【車販事業】撤退店舗の増加と出店拡大のチャンス。キーワードは「勝てる戦略」
市場縮小が進む中、廃業や撤退による、
店舗物件がダブつく傾向が顕著になっています。
今の時代、新しい投資は出来ないという企業が殆どですが、
勝てる戦略があるならば、積極的に打って出る時かもしれません・・。
総務省の「平成20年住宅・土地統計調査」を確認すると
全国の総住宅数5,759万戸に対して、空き家は756万戸で、
総住宅数に占める割合は過去最高の13.1%に増加しています。
2009年の東京都心のオフィスの空室率は8%超で、
2007年と比較すると5ポイントも上昇しており、
仙台では18%を超えるなど地方は更に厳しい状況となっています。
近年総じて不動産物件が余り出しており、今後の人口減少などを
考慮すると更に、空き率が高まることが想定されます。
一方、外食産業などでは、居抜き物件をそのまま活用する事例が
増えているようです。
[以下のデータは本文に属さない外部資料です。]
PR #619, opened 2026-07-23
Remove code deprecated in 7.0.0

nodh:


JesusMcCloud (approved):
LGTM; but i have not checked it out locally and searched for leftover deprecated functionality that is to be removed

PR #626, opened 2026-07-24
Refactor Response Encryption

### LINKED ISSUE #622: Check if we can use `SessionTranscriptCalculator` here too.
Future work: Check if we can use `SessionTranscriptCalculator` here too.

_Originally posted by @nodh in https://github.com/a-sit-plus/vck/pull/587#discussion_r3636720270_

nodh:
Refactors handling response encryption by pulling extracting information about the recipient (that is the OpenID4VP Verifier) upfront into the preparation state.

Note that most changed methods are either internal themselves or in internal classes, so I did not deprecate the old methods.

Fixes also #622 by using the `SessionTranscriptCalculator` from the verifier and wallet side.


JesusMcCloud (approved):
lgtm

PR #627, opened 2026-07-24
Modular JWT

n0900:
Dependent on [Signum#463](https://github.com/a-sit-plus/signum/pull/463)

Exploratory branch to split up the `JsonWebToken` data class into smaller more specialized data classes.

Different Jwt Payloads are already used throughout the project `KeyAttestationJwt`/`KeyBindingJws`/`VerifiableCredentialJws` but only some are rolled into `JsonWebToken`.

New `JwtPayload` interface builds the backbone of all JWT claim sets, claims which are re-used (`WalletAttestationPayload`) or logically related (`ClientAttestationPayload`) are implemented as interfaces otherwise they are implemented directly as data class (`KeyAttestationPayload`).
Composition of interfaces can not be used because this would affect the serialization shape.

Looking for Feedback


openid-data-classes/src/commonMain/kotlin/at/asitplus/openid/jwtpayload/WalletAttestationPayload.kt
```diff
@@ -0,0 +1,84 @@
...
+import kotlin.time.Instant
+
+@Deprecated("Renamed", replaceWith = ReplaceWith("WalletAttestationPayload"))
+typealias WalletAttestationClaims = WalletAttestationPayload
+
+/**
+ * Wallet Instance Attestation (WIA) as defined by
+ * [EUDI TS3](https://github.com/eu-digital-identity-wallet/eudi-doc-standards-and-technical-specifications/blob/main/docs/technical-specifications/ts3-wallet-unit-attestation.md)
+ */
+@Deprecated("Will move into VCK next release")
```
nodh: Should not be here, since we're in VC-K already, I guess

openid-data-classes/src/commonMain/kotlin/at/asitplus/openid/jwtpayload/WalletAttestationPopPayload.kt
```diff
@@ -0,0 +1,72 @@
...
+import at.asitplus.signum.indispensable.josef.JwtClaimNames.UnregisteredClaims
+import kotlinx.serialization.SerialName
+import kotlinx.serialization.Serializable
+import kotlin.time.Instant
+
+/**
+ * Wallet Instance Attestation (WIA) as defined by
+ * [EUDI TS3](https://github.com/eu-digital-identity-wallet/eudi-doc-standards-and-technical-specifications/blob/main/docs/technical-specifications/ts3-wallet-unit-attestation.md)
+ */
+@Deprecated("Will move into VCK next release")
```
nodh: We are in VC-K

vck-openid/src/commonMain/kotlin/at/asitplus/wallet/lib/oauth2/ClientAuthenticationService.kt
```diff
@@ -96,42 +98,25 @@ class ClientAuthenticationService @JvmOverloads constructor(
...
-        if (payload.walletSolutionCertificationInformation.isNullOrBlank()) {
-            throw InvalidClient("client attestation has no wallet_solution_certification_information")
-        }
-        val clientStatus = payload.clientStatus ?: throw InvalidClient("client attestation has no client_status")
-        if (clientStatus.expiration < (clock.now() - timeLeeway)) {
-            throw InvalidClient("client_status expiration in past: ${clientStatus.expiration}")
-        }
-        if (payload.confirmationClaim == null) {
-            throw InvalidClient("client attestation has no cnf")
+        with(payload as? WalletInstanceAttestationClaims) {
```
nodh: If `payload` is not an `WalletInstanceAttestationClaims`, something is wrong, right?

n0900: Yes we should reduce support to WIA only

openid-data-classes/src/commonMain/kotlin/at/asitplus/openid/jwtpayload/claims/ClientAttestationClaims.kt
```diff
@@ -0,0 +1,23 @@
...
+ * Defined in [draft-ietf-oauth-attestation-based-client-auth](https://datatracker.ietf.org/doc/html/draft-ietf-oauth-attestation-based-client-auth-10)
+ * Section 4
+ *
+ * A JSON Web Token (JWT) generated by the
+ * Client Attester that attests to the authenticity of a Client
+ * Instance and is cryptographically bound to a key managed by that
+ * Client Instance.  A Client Attestation JWT may additionally convey
+ * information about the integrity or state of the Client Instance.
+ *
+ * Not to be confused with the related proofs of possession [ClientAttestationPopClaims]
```
nodh, line 17: But then why does this interface implement `ProofOfPossessionClaims`?

n0900: ah this is bad wording. The `ClientAttestationJwt` is a proof of possession but sent from the `ClientAttester` to the client and defined in [Section 4](https://datatracker.ietf.org/doc/html/draft-ietf-oauth-attestation-based-client-auth-10#section-4).

Confusingly the almost identically named `ClientAttestationPopJwt` has a completely different use-case and is sent along side the `ClientAttestationJwt` to the authorization service which is defined in [Section 5.1](https://datatracker.ietf.org/doc/html/draft-ietf-oauth-attestation-based-client-auth-10#section-5.1)
Maybe
```
* Not to be confused with the related proof of possession defined in Section 5.1 [ClientAttestationPopClaims]
```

以前は退去の際には費用をかけて入居前の状態に
復帰させたり、次の入居者が全面改装を行うことが多かったのですが、
最近は、退去費用を安く抑えたい退去者と改装費用を安く抑えたい
新規入居者のニーズがマッチし、店舗を居抜きでほぼそのまま活用するのだそうです。
居抜き物件情報を提供するインターネットサイトなども多数あるようです。
新規入居者は、改装コストを極力かけないようにするため、
例えば、和食の内装のままイタリアンレストランを出店したり、
居酒屋の内装のままステーキレストランを営んだりしています。
外装も極力いじらず、店舗のCIもバラバラということもあるようです。
場合によっては、以前使用されていた食器なども、そのまま使ってしまいます。
出店費用は抑えられるし、出店スピードもはやくなるという利点があるのでしょう。
撤退もし易くなりますから出店リスクが軽減されています。
さて、では自動車流通市場ではどうでしょうか?
カーディーラーの店舗の統廃合や中古車販売店や買取専門店の撤退も
増加していますので、空き物件は増えていることでしょう。
別ブランドのディーラーや中古車販売店が、入れ替わって新たに入居している
ケースもよく見かけます。
借り手を捜しているという撤退物件情報も、最近よく耳にするようになりました。
ですので、店舗物件という側面からだけ見ると、出店条件が緩和され、
チャンスが増えているという見方もできます。
「こんな不景気な状況のときに新規出店などありえない!」というのが
経営者の当然の考えかもしれませんが、もし勝てる商材や手法があるなら、
絶好のチャンスと言えるでしょう。
カーリンクの加盟店の中にも、カーディーラーや中古車販売店の
居抜き店舗に出店しているケースが多数あります。
ある店舗は、カーリンクに加盟する1年ほど前に居抜き物件を借りて
中古車販売を始められていましたが、1年間赤字続きでした。
勝てる商材や手法、戦略がないままでしたので、当然の結果だったのでしょう。
しかし、約2年ほど前にカーリンクにご加盟いただき、委託販売専門店に
転換したところ、黒字続きの優良店舗に転換し、大変お喜びいただいています。
カーリンクでは、店舗のハード面よりも、委託販売というソフトを武器にしています。
ですから、店舗のCI統一などに多くのコストをかけるのではなく、
ソフトを提供する人材育成に投資していただいています。
更には、インターネットの有効活用や出張買取の活用などにより、
店舗ハードに依存し過ぎない中古車ビジネスのノウハウを確立しています。
勝てる商材や手法、戦略などのソフトがあるなら、新たに店舗を出店する上では、
間違いなく恵まれた環境になっています。
店舗の統廃合や撤退というネガティブな話ばかりでなく、
この時期に、あえて出店するという戦略を考えてみてはいかがでしょうか?
くれぐれも、今後の縮小市場で勝てるソフトがあることが条件ですが。